Rabu, 08 Juni 2011

Agama Sebagai Norma Sosial

Istilah agama berasal dari bahasa Sansekerta "a-gamma" (a=tidak; gamma=kacau). Dalam
Kamus Besar Bahasa Indonesia, terma agama ini diartikan: “Sistem atau prinsip kepercayaan kepada Tuhan, atau juga disebut dengan nama Dewa atau nama lainnya dengan ajaran kebaktian dan kewajiban-kewajiban yang bertalian dengan kepercayaan tersebut.”
 
Alferd Whitehead dalam bukunya Religion in the Making, menolak pandangan Durkheim bahwa agama adalah FAKTA SOSIAL (agama berkarakter komunitarian). Menurut Whitehead agama justru berkarakter individual, BUKAN sosial. Katanya, “Agama ialah apa yang dilakukan manusia dengan kesendiriannya (solitariness).” Agama pada hakikatnya adalah keheningan soliter, serunya. Latar belakang pemikiran Whitehead adalah sebagai berikut:

Menurut sejarah, agama itu tumbuh secara gradual karena adanya kebutuhan manusia. Masuknya “kebutuhan” itu bertahap mengikuti urutan: RITUAL, EMOTIONAL, BELIEF, RATIONALIZATION.
 1. Agama dalam tahap sebagai ritualisme
     > Tahap paling awal adalah ritual. Asal usul ritual dapat dilacak dari era prasejarah.
 2. Tahap menggugah emosi
     > Pada tahap ini agama sudah sampai pada tahap menggugah emosi. Untuk mempercepat proses ini, digunakanlah sistem tanda.
 3. Tahap keyakinan (kesaksian iman)
     > Tahap ketiga adalah kesaksian iman. Kesaksian iman merupakan petanda bahwa agama masih bersifat sosial. Agama menjadi agen formatif baru bagi kebangkitan manusia (the ascent of man).
 4. Tahap rasionalisasi.
     > Tahap yang ideal, menurut Whitehead, adalah tahap keempat, yakni rasionalisasi. Pada tahap inilah agama menjadi berdimensi individual.
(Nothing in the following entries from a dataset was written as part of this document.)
Issue #895, opened 2022-10-10
RetinaNet TPU compatibility


LukeWood:
With evaluate_train_time_metrics=False, .fit() training works, but not validation. Validation will try to XLA-compile the NMS layer which will fail. This is whether COCO metrics are defined as metrics in .compile() or not.

This can be fixed by checking if the metrics list is empty or not, and only tracing NMS when they are in fact empty.

bhack:
As I've contributed the `tf.bincout` bridge coverage in TF some of these issues could be solved by using python range instead of `tf.range`:
https://github.com/tensorflow/tensorflow/issues/56769

See @cheshire
https://github.com/tensorflow/tensorflow/commit/56b2e5a77fda3fa573c2eec86d38a92379508118

The residual issues is that, also with this change, we still have:

`pytest keras_cv/metrics/coco/mean_average_precision_test.py`

`bincount_op.cc:52 : UNIMPLEMENTED: Dynamic reshape is not implemented.
        while evaluating input 1 of Bincount operator as a compile-time constant.`

As the bincount input 1 is a `tf.gather_nd`. I don't know if @cheshire could comment on this:
https://github.com/keras-team/keras-cv/blob/e36de54a3b2ee82bed67858d48cad62409f50a64/keras_cv/metrics/coco/mean_average_precision.py#L250-L266

Instead in recall we have other XLA issues issues (@cheshire):
`pytest keras_cv/metrics/coco/recall_test.py`

```python
_REQUIRES failed at xla_ops.cc:296 : UNIMPLEMENTED: Dynamic degenerated dimension that's not most-minor nor most-major is not supported %reshape.37 = f32[1,1]{1,0} reshape(f32[1,1,1]{2,1,0} %slice.16), metadata={op_type="Unpack" op_name="while_1/while/unstack_1" source_file="/workspaces/keras-cv/keras_cv/bounding_box/iou.py" source_line=75}
```

bhack:
For `UNIMPLEMENTED: Dynamic reshape is not implemented` we can track https://github.com/tensorflow/tensorflow/issues/58051

PR #1148, opened 2022-12-15
(Step 4/5) Add KPLs to RetinaNet training script

LukeWood:
Notes:

- The checked in version of this script doesn't work at all
- This scores the same MaP as before, >0.32 every run
- This is much more readable
- This adds back in the COCO metrics, these are really useful for monitoring training on a GPU device.  We can disable them on TPU if we want, but I'd like to keep them for prototyping until we hit our final state
- I've removed the COCO evaluator callback until we move everything to native box format

---

Action items after this PR:

- [ ] swap to native box format
- [ ] add back the COCO callback
- [ ] fix the label encoder metric in MirroredStrategy mode

### DIFF
--- a/examples/training/object_detection/pascal_voc/retina_net.py
+++ b/examples/training/object_detection/pascal_voc/retina_net.py
@@ -169,12 +169,10 @@ model.compile(
     box_loss="smoothl1",
     optimizer=optimizer,
     metrics=[
-        keras_cv.metrics.COCORecall(
-            bounding_box_format="xywh", class_ids=range(20)
-        ),
+        keras_cv.metrics.COCORecall(bounding_box_format="xywh", class_ids=range(20)),
         keras_cv.metrics.COCOMeanAveragePrecision(
             bounding_box_format="xywh", class_ids=range(20)
-        )
+        ),
     ],
 )
 
--- a/examples/training/object_detection/pascal_voc/retina_net.py
+++ b/examples/training/object_detection/pascal_voc/retina_net.py
@@ -99,7 +99,6 @@ train_ds = train_ds.apply(
     tf.data.experimental.dense_to_ragged_batch(GLOBAL_BATCH_SIZE, drop_remainder=True)
 )
 
-train_ds = train_ds.map(pad_fn, num_parallel_calls=tf.data.AUTOTUNE)
 train_ds = train_ds.shuffle(8 * strategy.num_replicas_in_sync)
 train_ds = train_ds.prefetch(tf.data.AUTOTUNE)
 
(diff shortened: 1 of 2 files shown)


tanzhenyu (commented):
Interesting...I think COCOMetrics doesn't work on GPU as well (What's unique about TPU here?)

examples/training/object_detection/pascal_voc/retina_net.py
```diff
@@ -363,31 +170,33 @@ def pad_fn(image, boxes):
...
     keras.callbacks.ReduceLROnPlateau(patience=5),
     keras.callbacks.EarlyStopping(patience=10),
     keras.callbacks.ModelCheckpoint(CHECKPOINT_PATH, save_weights_only=True),
-    PyCOCOCallback(eval_ds.map(convert_to_dict), "xywh"),
 ]
 
 history = model.fit(
     train_ds,
-    epochs=100,
+    validation_data=eval_ds.take(20),
```
ianstenbit, line 199: Is the call to `.take` here intentional? I'd think we would want the whole eval DS?

ianstenbit:
> Interesting...I think COCOMetrics doesn't work on GPU as well (What's unique about TPU here?)

IIRC the root cause of COCOMetrics not working on TPU was the NMS issue. So in that case I'd expect it to work fine on GPU

ianstenbit (approved):
Looks a lot nicer!

bhack:
Wasn't it TPU only cause we cannot XLA compile for https://github.com/tensorflow/tensorflow/issues/56769#issuecomment-1184793361?

bhack:
Last time was https://github.com/keras-team/keras-cv/issues/895#issuecomment-1273430678

If was NMS it is TPU compatible with mlir bridge as we have tested in another ticket.

bhack:
The MMS test was at https://github.com/keras-team/keras-cv/issues/895#issuecomment-1273430678

tanzhenyu:
> > Interesting...I think COCOMetrics doesn't work on GPU as well (What's unique about TPU here?)
> 
> IIRC the root cause of COCOMetrics not working on TPU was the NMS issue. So in that case I'd expect it to work fine on GPU

That's a graph building time error. I mean realistically can TensorArray even work on GPU?

tanzhenyu:
> > > > Interesting...I think COCOMetrics doesn't work on GPU as well (What's unique about TPU here?)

Terkait tentang kecenderungan manusia beragama dewasa ini, Komaruddin Hidayat dan M. Wahyu Nafis (2003), menyebutkan ada empat kemungkinan.
     - Kecenderungan pertama disebut deism (faith without religion).
       Agama-agama yang terorganisasi (Yahudi, Nasrani, Islam, dst.) diramalkan tak memiliki masa depan; yang bertahan adalah pesan-pesan universalnya.
      - Kencenderungan kedua adalah munculnya gerakan falsafah kalam (theo-philosophical movement).
        Kecenderungan ini bertolak dari temuan-temuan ilmiah (khususnya ilmu eksakta). Agama merespons temuan-temuan ini dan menyesuaikan kajian-kajiannya dengan merangkul ilmu pengetahuan.
     - Kecenderungan ketiga adalah apa yang disebut dengan istilah skriptualis-ideologis. 
       Di sini agama dimaknai sebagai kembali kepada teks-teks kitab suci (atau disucikan). Kecenderungan ini kerap memposisikan diri sebagai pemurnian agama.
    - Kecenderungan keempat adalah kebangkitan etno-religius.
    Kecenderungan ini dipicu oleh perlawanan secara emosional atas hegemoni Barat, baik hegemoni politik, ekonomi, maupun sosial-budaya. Kecenderungan inipun bisa dipicu oleh keterkepungan secara geopolitik, seperti ekstremisme perjuangan rakyat Palestina dan gerakan zionisme Israel.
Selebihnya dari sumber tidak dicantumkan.